New Math Technique Opens Clearer Window On Universe
A fast, efficient image enhancement technique developed at the National Institute of Standards and Technology (NIST) and originally applied to improving monochrome microscope images has proved itself equally effective at the other end of the scale– sharpening details on color images of distant galaxies produced by the Hubble Space Telescope. That the technique’s practical value would span from inner space to outer space was a welcome surprise to NIST mathematician Alfred Carasso.
Removing blur is a problem common to almost all imaging, from home snapshots to scientific instrumentation. Mathematically, blurring can be thought of as a set of mathematical operations that are applied to every point in an image and that result in that point being spread out and diffused. In principle, if you know the blurring function, the exact set of operations, you can remove the blur by delicate numerical analysis, being careful not to amplify noise.
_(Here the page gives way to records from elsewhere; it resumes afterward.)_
PR #12351, opened 2023-03-30
fix: catch undefined LogicalName when Lambda Layer versions are deleted from the console

sdstolworthy:
#### Description of changes
Provides a more descriptive error when attempting to use a Lambda Layer that was deleted in the AWS Console.

New unit test added.

#### Checklist

- [x] PR description included
- [x] `yarn test` passes


packages/amplify-category-function/src/provider-utils/awscloudformation/utils/lambda-layer-cloudformation-template.ts
```diff
@@ -30,7 +30,12 @@ export function generateLayerCfnObj(isNewVersion: boolean, parameters: LayerPara
     layerCloudState.latestVersionLogicalId = logicalName;
     versionList.unshift({ LogicalName: logicalName, legacyLayer: false });
   } else {
-    logicalName = _.first(versionList).LogicalName;
+    logicalName = _.first(versionList)?.LogicalName;
+    if (!logicalName) {
+      throw new AmplifyError('LambdaLayerNotFoundError', {
+        message: 'No versions were found for the Lambda Layer. Were they deleted?',
```
sobolk, line 36: if this refers to layers stored in the cloud we should somehow convey where the deletion could have happen.
I'm assuming the deletion must have happened outside of amplify - should that be part of the question?

sobolk (approved):

sdstolworthy:
Reverting to draft. I need to do more investigation on this issue.

packages/amplify-category-function/src/provider-utils/awscloudformation/utils/lambda-layer-cloudformation-template.ts
sdstolworthy: Tried to make the message a bit clearer. I was not able to reproduce the specific error, so I can't give much better guidance than to check the console at this point. I'm open to suggestions on messaging.

jhockett (dismissed):

packages/amplify-category-function/src/provider-utils/awscloudformation/utils/layerCloudState.ts
```diff
@@ -103,6 +103,11 @@ export class LayerCloudState {
         // eslint-disable-next-line no-param-reassign
         layerVersion.legacyLayer = layerVersion.LogicalName === undefined || layerVersion.LogicalName === 'LambdaLayer';
       });
+      if (layerVersionList.length === 0) {
+        throw new AmplifyError('LambdaLayerNotFoundError', {
+          message: 'No versions were found for the Lambda Layer. Were they deleted on the AWS Lambda Console?',
+        });
+      }
```
Amplifiyer, line 110: Should we do this before line 45 in this file? Maybe also add the layer name and environment in the error message?

sdstolworthy: Good suggestions. The error message now includes the name of the missing layers.

Amplifiyer (approved):

jhockett (approved):

PR #12378, opened 2023-04-04
chore: add resolution message to missing cloudformation error

lazpavel:
#### Description of changes
- added resolution message to missing CloudFormation template fault
- converted remove and add function from promise based to await async
- converted errors to AmplifyError in remove resource logic
- converted function remove prompt to use prompter library
- unit and e2e test fixes for the above changes

#### Checklist
- [x] PR description included
- [x] `yarn test` passes


packages/amplify-cli-core/src/cfnUtilities.ts
```diff
@@ -22,7 +23,11 @@ export function readCFNTemplate(filePath: string, options: Partial<typeof defaul
     if (options.throwIfNotExist === false) {
       return undefined;
     }
-    throw new Error(`No CloudFormation template found at ${filePath}`);
+    throw new AmplifyError('CloudFormationTemplateError', {
```
sobolk, line 26: is this user error or a fault? 
CLI manages these files not customer.

lazpavel: This is what Praveen also pointed out, we do not have enough data to say with confidence, based on the number of distinct customers having this issue it seems to be a fault, but for the cases we've been on calls this file was manually renamed, going to mark this PR as draft until we gain more insights

lazpavel:
remaining e2e failing test will be fixed in dev with this PR: https://github.com/aws-amplify/amplify-cli/pull/12467

Amplifiyer (approved):

PR #9062, opened 2021-11-24
fix(amplify-provider-awscloudformation): fix region mapping

watilde:
#### Description of changes
Update the default region of pinpoint for dedicated regions where need to map to `us-east-1` when uses with Cognito per [Amazon Cognito and Amazon Pinpoint Region mappings](https://docs.aws.amazon.com/cognito/latest/developerguide/cognito-user-pools-pinpoint-integration.html). This update allows developers to use `ap-northeast-1` for Cognito and `us-east-1` for pinpoint when needed.

#### Issue #, if available
Related to https://github.com/aws-amplify/amplify-cli/issues/1965.

#### Description of how you validated changes
1. `amplify configure` and select `ap-northeast-1` for region as an example
2. Make `latestRegionSupport.pinpoint` 0
3. `amplify add analytics`
4. Check the region and make sure it's `us-east-1`

#### Checklist
- [x] PR description included
- [x] `yarn test` passes
- [ ] Tests are [changed or added](https://github.com/aws-amplify/amplify-cli/blob/master/CONTRIBUTING.md#tests)
- [ ] Relevant documentation is changed or added (and PR referenced)
- [ ] New AWS SDK calls or CloudFormation actions have been added to relevant test and service IAM policies

By submitting this pull request, I confirm that my contribution is made under the terms of the Apache 2.0 license.

PR #12379, opened 2023-04-04
fix: update pinpoint regions

lazpavel:
#### Description of changes
- updated pinpoint region maps to include us-east-2: https://docs.aws.amazon.com/general/latest/gr/pinpoint.html
- adds support to map tests to specific regions instead of forcing to us-west-2

#### Checklist
- [x] PR description included
- [x] `yarn test` passes
- [x] migration test added to check that region mapping doesn't affect already created resources


sobolk (dismissed):

Amplifiyer (commented):
Can we confirm this is backwards compatible, specially with customers trying to update their pinpoint resource, will it delete and recreate the resource in the us-east-2 region?

lazpavel:
@Amplifiyer, from the standpoint of the pinpoint resource, we cannot update the existing one so a push will still keep the pinpoint resource from us-east-1 even after update, there are problems trying to add notifications channels as we use the mapping logic to build the pinpoint client instead of getting the region from the pinpoint resource which in turn fails with `Resource not found`. Marking it as draft as it requires some design

Amplifiyer:
We should test and get [this](https://github.com/aws-amplify/amplify-cli/pull/9062) merged as well as part of this PR

packages/amplify-category-notifications/src/pinpoint-helper.ts
```diff
@@ -11,20 +11,32 @@ import {
   $TSMeta,
   AmplifyError,
   AmplifyFault,
+  FeatureFlags,
```
sobolk, line 14: CodeQL says it's unused.

sobolk (approved):

Amplifiyer (approved):
LGTM

PR #12394, opened 2023-04-06
feat: create new NodeJS functions with nodejs18.x runtime

sobolk:
#### Description of changes

This PR:
- Changes NodeJS function templates to generate new functions with nodejs18.x runtime
- Adds test coverage for CRUD template - to test that AWS v3 SDK usage is correct
- Adds nodejs12.x as "from" migration (since it entered deprecation in lambda service)

Please note that this change does not affect existing functions (apart adding node12->node16 migration path).
We're not offering auto-migration from node 14 or 16 to 18 due to AWS v2 and v3 SDK incompatibility.
See https://docs.aws.amazon.com/lambda/latest/dg/lambda-nodejs.html for reference.

#### Checklist

- [x] PR description included
- [x] `yarn test` passes


packages/amplify-nodejs-function-template-provider/resources/lambda/crud/app.js.ejs
```diff
@@ -81,21 +81,20 @@ app.get(path + hashKeyPath, function(req, res) {
...
-    } else {
-      res.json(data.Items);
-    }
-  });
+  try {
+    const data = await ddbDocClient.send(new QueryCommand(queryParams));
+    res.json(data.Items);
+  } catch (err) {
+    res.statusCode = 500;
+    res.json({error: 'Could not load items: ' + err});
```
jhockett, line 89: Should this be `+ err` or `+ err.message`?

Line 133 is different.

yarn.lock
jhockett, line 1: I see multiple 3.x versions of aws sdk being resolved. It may be due to data related dependencies, but if not, can you update existing 3.x aws-sdk dependencies to the newer version?

packages/amplify-nodejs-function-template-provider/resources/lambda/crud/app.js.ejs
sobolk: That came from old promise based code without change. But it seems err.message is more appropriate here. I'll change.

yarn.lock
sobolk: These are not coming from our packages.json. This is all we have in our workspace.
image

packages/amplify-nodejs-function-template-provider/resources/lambda/crud/app.js.ejs
sobolk: updated.

jhockett (approved):

sdstolworthy (approved):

|LEFT: Galaxy UGC 10214 ("Tadpole"), imaged in 2002 by the Advanced Camera for Surveys (ACS) aboard NASA’s Hubble Space Telescope, shows what NASA called a "Whitman’s Sampler of galaxies" from the universe’s 13-billion-year evolution. RIGHT: Applying the APEX method to the Tadpole galaxy image brings both "foreground" objects and background galaxies into significantly sharper focus. (Images courtesy of NASA/NIST)|
But usually you don’t know that. Many things go into blur–motion of the object, motion of the imager, irregularities in the optics, atmospheric effects … the list goes on. As a rule, the precise mathematical transformation, the "point spread function," is unknown. In 2001, Carasso developed a technique — the APEX* method–as a general solution to a specific limited class of blur: blur that is symmetric and has certain other mathematical characteristics. APEX is based on a major simplifying assumption that leads to a big pay-off: it’s fast and it’s "blind" – it doesn’t need to know the underlying point spread function in advance, but it can deduce it from the image.
Not every image is suitable for APEX enhancement because of its basic assumptions, but a remarkably large number are. At NIST, APEX originally was applied to deblurring images from scanning electron microscopes, and it also has been applied to some medical imaging.
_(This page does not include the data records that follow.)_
PR #12414, opened 2023-04-07
Smoketest script

sdstolworthy:
#### Description of changes
Moves the smoketest script into the e2e test suite. Refactors the script to use the existing e2e suite.

#### Checklist

- [x] PR description included
- [x] `yarn test` passes

### DIFF
--- a/packages/amplify-e2e-tests/package.json
+++ b/packages/amplify-e2e-tests/package.json
@@ -21,7 +21,8 @@
     "general-config-e2e": "jest src/__tests__/general-config/general-config-headless-init.test.ts --verbose",
     "build-tests": "tsc --build tsconfig.tests.json",
     "setup-profile": "ts-node ./src/configure_tests.ts",
-    "clean-e2e-resources": "ts-node ./src/cleanup-e2e-resources.ts"
+    "clean-e2e-resources": "ts-node ./src/cleanup-e2e-resources.ts",
+    "smoketest": "DESTRUCTIVE=true jest --runInBand --testPathPattern='smoketest'"
   },
   "dependencies": {
     "@aws-amplify/amplify-category-auth": "3.0.1",
--- a/packages/amplify-e2e-tests/src/__tests__/smoketest.test.ts
+++ b/packages/amplify-e2e-tests/src/__tests__/smoketest.test.ts
@@ -198,7 +198,10 @@ const createCommands = (amplify: Amplify, cliVersion: string): Command[] => [
   {
     description: `Install Amplify CLI v${cliVersion}`,
     run: async () => {
-      NPM.install(`@aws-amplify/cli@${cliVersion}`, true);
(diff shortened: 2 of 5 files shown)


packages/amplify-e2e-tests/package.json
```diff
@@ -21,7 +21,8 @@
     "general-config-e2e": "jest src/__tests__/general-config/general-config-headless-init.test.ts --verbose",
     "build-tests": "tsc --build tsconfig.tests.json",
     "setup-profile": "ts-node ./src/configure_tests.ts",
-    "clean-e2e-resources": "ts-node ./src/cleanup-e2e-resources.ts"
+    "clean-e2e-resources": "ts-node ./src/cleanup-e2e-resources.ts",
+    "smoketest": "jest --runInBand --testPathPattern='smoketest'"
```
sobolk, line 25: should we have 
`yarn smoketest rc` and `yarn smoketest latest` ?
I.e. make them npm install `@latest` and `@rc` respectively?

packages/amplify-e2e-tests/src/__tests__/smoketest.test.ts
```diff
@@ -0,0 +1,299 @@
...
+
+export type SmoketestArgs = {
+  projectDirectory: string;
+  cliVersion: string;
+  destructive: boolean;
+};
+
+function getArgs(): SmoketestArgs {
+  const { DESTRUCTIVE, CLI_VERSION, PROJECT_DIRECTORY } = process.env;
+  if (!CLI_VERSION) {
```
sobolk, line 34: I'd make CLI_VERSION an arg

sobolk (approved):
Should we add this to CCI as post release job ?

sobolk:
and... should we run smoke test as part of e2e tests to make sure it doesn't regress ?

packages/amplify-e2e-tests/package.json
sdstolworthy: I like that idea. I'm working on a separate PR to integrate w/ CI, I'll get a PR up next week if time allows.

packages/amplify-e2e-tests/src/__tests__/smoketest.test.ts
sdstolworthy: It was an arg previously, but I was having issues passing it in since the file is being run with jest. I didn't spend more than 10 minutes looking into it and just decided to switch to env vars. I can revisit this next week, as I personally preferred them as arguments.

sobolk: if passing args is hard then we should have `smoketest`, `smoketest-rc` , `smoketest-latest` targets. the latter two would set env var before calling jest.

sobolk (approved):

Amplifiyer (approved):

PR #12601, opened 2023-05-08
cb: enable basic e2e test coverage

kuhlmanp:
#### Description of changes
This adds several items to the CodeBuild setup including CodeCov updates and V8 supported coverage for e2e tests.

The CodeBuild updates include the function `_uploadCoverageLinux` in the shared-scripts.sh file. This setup utilizes the CodeCov Token secret, managed by SecretsManager and injected by the build.  It then gets the latest CodeCov uploader executable and verifies it via SHA. Once the verification is complete, the uploader API is called, automatically searching for coverage artifacts to upload. This update also includes an update to the codecov.yml file to conform to CodeCov validation.

Lastly, in this update we take advantage of the embedded ability of NodeJS to report coverage metrics: https://blog.npmjs.org/post/178487845610/rethinking-javascript-test-coverage.html. We then run the c8 tool to convert that coverage into something that both CodeCov and CodeBuild can consume. It also integrates these reports in CodeBuild directly.

Notes: currently, this mechanism is set to run tests from $TEST_SUITE and, in this PR, is set to run only the geo-add-b.test.ts file.

Manual build tests.

#### Checklist

- [x] PR description included


.circleci/local_publish_helpers.sh
```diff
@@ -153,7 +153,7 @@ function unsetSudoNpmRegistryUrl {
 }
 
 function changeNpmGlobalPath {
-    mkdir -p ~/.npm-global
+    mkdir -p ~/.npm-global/{bin,lib}
```
goldbez, line 156: nice bash work 😎

.circleci/local_publish_helpers.sh
```diff
@@ -269,14 +269,32 @@ function setAwsAccountCredentials {
...
 
 function runE2eTest {
+    _setupCoverage
     FAILED_TEST_REGEX_FILE="./amplify-e2e-reports/amplify-e2e-failed-test.txt"
 
     if [ -f  $FAILED_TEST_REGEX_FILE ]; then
         # read the content of failed tests
         failedTests=$(<$FAILED_TEST_REGEX_FILE)
-        yarn run e2e --forceExit --no-cache --maxWorkers=4 $TEST_SUITE -t "$failedTests"
+        NODE_V8_COVERAGE=$E2E_TEST_COVERAGE_DIR yarn run e2e --forceExit --no-cache --maxWorkers=4 $TEST_SUITE -t "$failedTests"
```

In a recent paper**, Carasso applied APEX to astronomical images, including color images from the Hubble Advanced Camera for Surveys (ACS), NASA’s most advanced imaging system. Deblurring color images is even more involved, because the (still unknown) point spread function can be different for different color components. And there was no reason to expect APEX to work anyway, Carasso observes. Regardless, APEX successfully detected and corrected unusual optical blurring functions in several astronomical images and delivered strikingly enhanced versions of well-known Hubble images, including the Whirlpool and Tadpole galaxies. "There is an element of luck in scientific research," Carasso says, "sometimes a simple formulation, based on the right intuition, works out a lot better than you ever expected."
*APEX is not an acronym. **A.S. Carasso. APEX blind deconvolution of color Hubble space telescope imagery and other astronomical data. Optical Engineering. 45, Number 10, October 2006, 107004
National Institute of Standards and Technology. December 7, 2006.